The JSP code for displaying and adding comments is long, and a large chunk of it is dedicated to pagination. You can view the code in /WEB-INF/jsp/view/ticket/view.jsp. Everything after line 21 displays and adds comments. As you read the code, you will probably determine that you could do even more with the page links (such as adding first and last page links, and not displaying links to every single page if there are many pages). You should quickly realize that duplicating that code everywhere you need paging is not desirable. A custom JSP tag is just the thing to solve this problem, and creating this tag is an exercise left up to you.

You are now ready to test the updated Customer Support application using these steps:

1. If you did not test the application in Chapter 21, make sure you run the create.sql script and add the DataSource resource to Tomcat’s context.xml file. If you did, make sure you add the TicketComment table to the database.

2. Compile the project and start Tomcat from your IDE.

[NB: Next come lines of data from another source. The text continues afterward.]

Issue #1600, opened 2020-02-12
`_boltdir` metaparameter is passed to agent install plugins.


adreyer:
the `_boltdir` metaparameter is passed to agent install plugins which is not expected to be useful since they generally execute on a remote target.

beechtom:
Closed by #1605

PR #1605, opened 2020-02-13
(GH-1600) Don't send _boltdir metaparam to agent installation plugins

adreyer:


lib/bolt/plugin/module.rb
```diff
@@ -170,7 +170,10 @@ def process_params(task, opts)
           params = @config ? config.merge(params) : params
           validate_params(task, params)
         end
-        params['_boltdir'] = @context.boltdir.to_s
+
+        if local
+          params['_boltdir'] = @context.boltdir.to_s
```
nicklewis: Logically it seems like this should be set on `meta` rather than `params`. And that alone should be enough to fix the bug, since the `puppet_library` method already ignores the metaparams (except for `_run_as` which it pulls out explicitly).

adreyer: good catch.

Issue #1528, opened 2020-01-13
Improve human error message when apply fails.


adreyer:
## Describe the Bug
it's hard to tell what errors came from where when an apply fails because the error messages may not reference what step of application failed or what target the failure occurred on. 

in this case the first message is tolerable but there is no way at the default log level to understand which target puppet was not installed on.
```
Finished: plan test::trusted_external in 2.86 sec
Execution of '/Users/adreyer/src/bolt/trust.sh localhost' returned 1: 
Puppet is not installed on the target, please install it to enable 'apply'
```

## Expected Behavior
Each error in the human output for an apply failure should state which part of applying code failed(ie catalog compilation, external fact gathering, etc.) and which target the failure occurred on.

## Solution
When creating the ApplyResult object we should include the target safe_name and apply phase (compilation, application, etc.) in each failure message.

PR #1607, opened 2020-02-14
(GH-1528) Provide a better error message when apply compilation fails

nicklewis:


nicklewis:
Added a changelog entry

3. Go to http://localhost:8080/support/ in your favorite browser, log in, and comment on some of the tickets you created in Chapter 21.

4. Create more tickets if you like, and try creating different comments signed in as different users.

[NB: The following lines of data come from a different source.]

PR #1611, opened 2020-02-15
(GH-1597) Add write_file plan function

### LINKED ISSUE #1597: Plan language function to write a file on remote targets.
## Use Case
I want to render a template in a plan and write the result to a file on targets.

`write_file($targets, "file content", dest, opts)`

- `opts` should be the same metaparameters that `file upload` takes

## Questions

How should the mode be set? We should not worry about this in this iteration. Write the file in a tmpdir with the `file::write` function and upload with `upload::file`.  Document that users should manage file permissions outside this function if the contents are sensitive.

beechtom:
This adds a new `write_file` plan function that writes content to a
specified file on the given targets. Internally, the function uses the
`file::write` function to write content to a tempfile on `localhost` and
then uses the `upload_file` function to upload the tempfile to the
destination on the given targets.

Closes #1597

### DIFF
--- a/bolt-modules/boltlib/lib/puppet/functions/write_file.rb
+++ b/bolt-modules/boltlib/lib/puppet/functions/write_file.rb
@@ -1,0 +1,48 @@
+# frozen_string_literal: true
+
+require 'tempfile'
+
+# Write contents to a file on the given set of targets.
+#
+# > **Note:** Not available in apply block
+Puppet::Functions.create_function(:write_file) do
+  # @param targets A pattern identifying zero or more targets. See {get_targets} for accepted patterns.
+  # @param content File content to write.
+  # @param destination An absolute path on the target(s).
+  # @option options [Boolean] _catch_errors Whether to catch raised errors.
+  # @option options [String] _run_as User to run as using privilege escalation.
+  # @return A list of results, one entry per target.
+  # @example Write a file to a target
+  #   $content = 'Hello, world!'
+  #   write_file($targets, $content, '/Users/me/hello.txt')
+  dispatch :write_file do
+    required_param 'String', :content
+    required_param 'String[1]', :destination
+    required_param 'Boltlib::TargetSpec', :targets
+    optional_param 'Hash[String[1], Any]', :options
+    return_type 'ResultSet'
+  end
+
+  def write_file(content, destination, target_spec, options = {})
+    unless Puppet[:tasks]
+      raise Puppet::ParseErrorWithIssue
+        .from_issue_and_stack(Bolt::PAL::Issues::PLAN_OPERATION_NOT_SUPPORTED_WHEN_COMPILING,
+                              action: 'write_file')
+    end
+
+    executor = Puppet.lookup(:bolt_executor)
+    executor.report_function_call(self.class.name)
+
+    inventory = Puppet.lookup(:bolt_inventory)
+    targets = inventory.get_targets(target_spec)
+
+    executor.log_action("write file #{destination}", targets) do
+      executor.without_default_logging do
+        Tempfile.create do |tmp|
+          call_function('file::write', tmp.path, content)
+          call_function('upload_file', tmp.path, destination, targets, options)
+        end
+      end
+    end
+  end
+end
--- a/spec/integration/modules/write_file_spec.rb
+++ b/spec/integration/modules/write_file_spec.rb
@@ -1,0 +1,81 @@
+# frozen_string_literal: true
+
+require 'spec_helper'
+require 'bolt_spec/conn'
+require 'bolt_spec/files'
+require 'bolt_spec/integration'
+require 'bolt_spec/run'
+
+describe 'running a plan with write_file' do
+  include BoltSpec::Conn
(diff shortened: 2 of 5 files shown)


spec/integration/modules/write_file_spec.rb
```diff
@@ -0,0 +1,81 @@
...
+        result = run_command("#{print_cmd} #{filename}", transport.to_s, inventory: inventory)
+
+        expect(result.size).to eq(1)
+        data = result.first
+        expect(data['status']).to eq('success')
+        expect(data['value']['stdout']).to match(/#{content}/)
+      end
+    end
+
+    it 'reports multiple function calls to analytics' do
```
beechtom: I originally had this in the unit tests, but kept getting an error that `file::write` and `upload_file` weren't functions. I'm not entirely sure why this was happening, but I'm thinking the environment the unit tests run in don't load all the functions?

spec/integration/modules/write_file_spec.rb
```diff
@@ -0,0 +1,81 @@
...
+  end
+
+  shared_examples 'when writing a file from a plan' do
+    # Delete the uploaded file after each test
+    after(:each) do
+      result = run_command("#{remove_cmd} #{filename}", transport.to_s, inventory: inventory)
+      expect(result.first['status']).to eq('success')
+    end
+
+    it 'writes a file to the destination' do
```
beechtom: I'm not sure if we needed any other tests for this function besides this one, since pretty much all of the logic is contained in `file::write` and `upload_file` and they have their own tests.

bolt-modules/boltlib/lib/puppet/functions/write_file.rb
```diff
@@ -0,0 +1,44 @@
...
+  # @param content File content to write.
+  # @param destination An absolute path on the target(s).
+  # @option options [Boolean] _catch_errors Whether to catch raised errors.
+  # @option options [String] _run_as User to run as using privilege escalation.
+  # @return A list of results, one entry per target.
+  # @example Write a file to a target
+  #   $content = 'Hello, world!'
+  #   write_file($targets, $content, '/Users/me/hello.txt')
+  dispatch :write_file do
+    required_param 'Boltlib::TargetSpec', :targets
```
nicklewis: For consistency with the `run_*` functions, we might want `$targets` to come last.

bolt-modules/boltlib/lib/puppet/functions/write_file.rb
```diff
@@ -0,0 +1,44 @@
...
+  def write_file(targets, content, destination, options = {})
+    unless Puppet[:tasks]
+      raise Puppet::ParseErrorWithIssue
+        .from_issue_and_stack(Bolt::PAL::Issues::PLAN_OPERATION_NOT_SUPPORTED_WHEN_COMPILING,
+                              action: 'write_file')
+    end
+
+    Puppet.lookup(:bolt_executor) {}&.report_function_call(self.class.name)
+
+    Tempfile.create do |tmp|
```
nicklewis: We should follow the `apply_prep` pattern and use `log_action`+`without_default_logging` here so we don't get log messages like `Starting: file upload from /var/folders/n1/mt59jhjd6l7b4122zbby3pk00000gn/T/20200218-26367-6x9har to /tmp/test.txt on dumb-formality.delivery.puppetlabs.net`.

nicklewis: Maybe something like `log_action("write file #{destination}", targets)`

bolt-modules/boltlib/lib/puppet/functions/write_file.rb
```diff
@@ -0,0 +1,49 @@
...
+    unless Puppet[:tasks]
+      raise Puppet::ParseErrorWithIssue
+        .from_issue_and_stack(Bolt::PAL::Issues::PLAN_OPERATION_NOT_SUPPORTED_WHEN_COMPILING,
+                              action: 'write_file')
+    end
+
+    executor = Puppet.lookup(:bolt_executor)
+    executor.report_function_call(self.class.name)
+
+    executor.log_action("write file #{destination}", targets) do
```
nicklewis: We need to call `get_targets` on `targets`. Otherwise the logging fails since it expects `targets` to be an array. It probably makes sense to call that once and pass it to `log_action` and `call_function('upload_file', [...])`

bolt-modules/boltlib/lib/puppet/functions/write_file.rb
```diff
@@ -0,0 +1,49 @@
+# frozen_string_literal: true
+
+require 'tempfile'
+
+# Write contents to a file on the given set of targets.
+#
+# > **Note:** Not available in apply block
+#
+# > **Note:** Files are granted 0600 permissions. If a file contains sensitive content
```
nicklewis: What causes this to happen?

beechtom: Removed. I had put that when reading about `Tempfile#create`, but forgot permissions could be different when the file is written to another system.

5. Add more than 10 comments to a ticket so that you can test pagination. Using Spring Data JPA, you have easily refactored and added comments to the support system.

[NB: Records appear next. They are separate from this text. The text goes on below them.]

Issue #1614, opened 2020-02-18
BoltSpec::Run modifies the inventory.


adreyer:
## Describe the Bug
When a user passes an inventory hash to BoltSpec::Run functions the version number is deleted from the original hash. This means that a version 2 inventory hash cannot be used to run two consecutive actions.  

## Expected Behavior
No objects passed to the `run_*` functions should be modified.

## Workaround

deep copy the hash before passing it to a run function or add the `version` key back in before each call.

glennsarti:
Hit this today in puppet-strings testing 😢

glennsarti:
Also affects `upload_file` too  😢😢😢😢😢

PR #1620, opened 2020-02-19
(GH-1614) Deep copy config and inventory for the BoltSpec Runner

adreyer:
Inventory can be huge when read from a file and so the Inventory deletes
the version key to avoid copying the whole inventory. This will cause
BoltSpec to copy the inventory before creating an Inventory instance to
avoid mutating the callers inventory hash.

### DIFF
--- a/lib/bolt_spec/run.rb
+++ b/lib/bolt_spec/run.rb
@@ -131,7 +131,7 @@ module BoltSpec
       # still be loaded
       def self.with_runner(config_data, inventory_data)
         Dir.mktmpdir do |boltdir_path|
-          runner = new(config_data, inventory_data, boltdir_path)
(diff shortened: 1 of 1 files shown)


nicklewis:
Is there a reason we shouldn't just leave the `version` key on the inventory in `create_version`?

glennsarti:
Shouldn't this fix also make it into Bolt 1.x branch too?  Seems an egregious error that should be backported.

adreyer:
@glennsarti no, we're not doing any backports.
We chose to invest in making the upgrade process simple rather than long term support for 1.0 Bolt is still relatively young and we want to push users to upgrade to prevent fractures in the ecosystem.

@nicklewis I think it's safer for us to copy at this level and it will allow us to optimize for the more common CLI use case later. I think we'll soon crystalize this as part of the ruby API work.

You may have noticed that the SOAP and RESTful web services are not updated to address creating and returning comments. This, also, is an exercise that is left to you.

SUMMARY

In this chapter, you explored how Spring Data and Spring Data JPA can eliminate the tedious, repetitive task of writing repository code. You learned about creating Spring Data repository interfaces and writing Spring Data query methods, and also how Spring Data creates the implementations for these interfaces on-the-fly. You were briefly introduced to adding custom behavior to Spring Data repositories, which you explore further in the next chapter. Finally, you added comments to support tickets in the Customer Support application with minimal effort thanks to Spring Data and demonstrated how easy it is to paginate data because of Spring Data’s Pageable, Page, and Sort objects.

In the next chapter you learn about various approaches to data searching and explore how to integrate native MySQL full-text searching and universal Apache Lucene full-text searching into your JPA repositories.